PR #58, opened 2026-02-24
feat(storage) Adds build store interface and mysql implementation

manjari25:
## Summary
feat(storage) Adds build store interface and mysql implementation

## Why?

This sets up a build store interface (and implementation) interact with the mysql backend for this table.

## What?
* Adds `BuildStore`

### DIFF
--- a/extension/storage/build_store.go
+++ b/extension/storage/build_store.go
@@ -1,0 +1,20 @@
+package storage
+
+import (
+	"context"
+
+	"github.com/uber/submitqueue/entity"
+)
+
+// BuildStore is an interface that defines methods for managing builds in the database.
+type BuildStore interface {
+	// Get retrieves a build by ID. Returns ErrNotFound if the build is not found.
+	Get(ctx context.Context, id string) (entity.Build, error)
+
+	// Create creates a new build. The build must have a unique ID already assigned.
+	// Returns ErrAlreadyExists if a build with the same ID already exists.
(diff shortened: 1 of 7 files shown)


extension/storage/build_store.go
```diff
@@ -0,0 +1,20 @@
...
+	"context"
+
+	"github.com/uber/submitqueue/entity"
+)
+
+// BuildStore is an interface that defines methods for managing builds in the database.
+type BuildStore interface {
+	// Get retrieves a build by ID. Returns ErrNotFound if the build is not found.
+	Get(ctx context.Context, id string) (entity.Build, error)
+
```
behinddwalls, line 13: we may want to think about other access patterns here? do we need to read all builds for a queue? how do we prioritize builds? waiting vs running?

- What to produce: Each entry needs to be copied out exactly.

- Your solution:
PR #58, opened 2026-02-24
feat(storage) Adds build store interface and mysql implementation

manjari25:
## Summary
feat(storage) Adds build store interface and mysql implementation

## Why?

This sets up a build store interface (and implementation) interact with the mysql backend for this table.

## What?
* Adds `BuildStore`

### DIFF
--- a/extension/storage/build_store.go
+++ b/extension/storage/build_store.go
@@ -1,0 +1,20 @@
+package storage
+
+import (
+	"context"
+
+	"github.com/uber/submitqueue/entity"
+)
+
+// BuildStore is an interface that defines methods for managing builds in the database.
+type BuildStore interface {
+	// Get retrieves a build by ID. Returns ErrNotFound if the build is not found.
+	Get(ctx context.Context, id string) (entity.Build, error)
+
+	// Create creates a new build. The build must have a unique ID already assigned.
+	// Returns ErrAlreadyExists if a build with the same ID already exists.
(diff shortened: 1 of 7 files shown)


extension/storage/build_store.go
```diff
@@ -0,0 +1,20 @@
...
+	"context"
+
+	"github.com/uber/submitqueue/entity"
+)
+
+// BuildStore is an interface that defines methods for managing builds in the database.
+type BuildStore interface {
+	// Get retrieves a build by ID. Returns ErrNotFound if the build is not found.
+	Get(ctx context.Context, id string) (entity.Build, error)
+
```
behinddwalls, line 13: we may want to think about other access patterns here? do we need to read all builds for a queue? how do we prioritize builds? waiting vs running?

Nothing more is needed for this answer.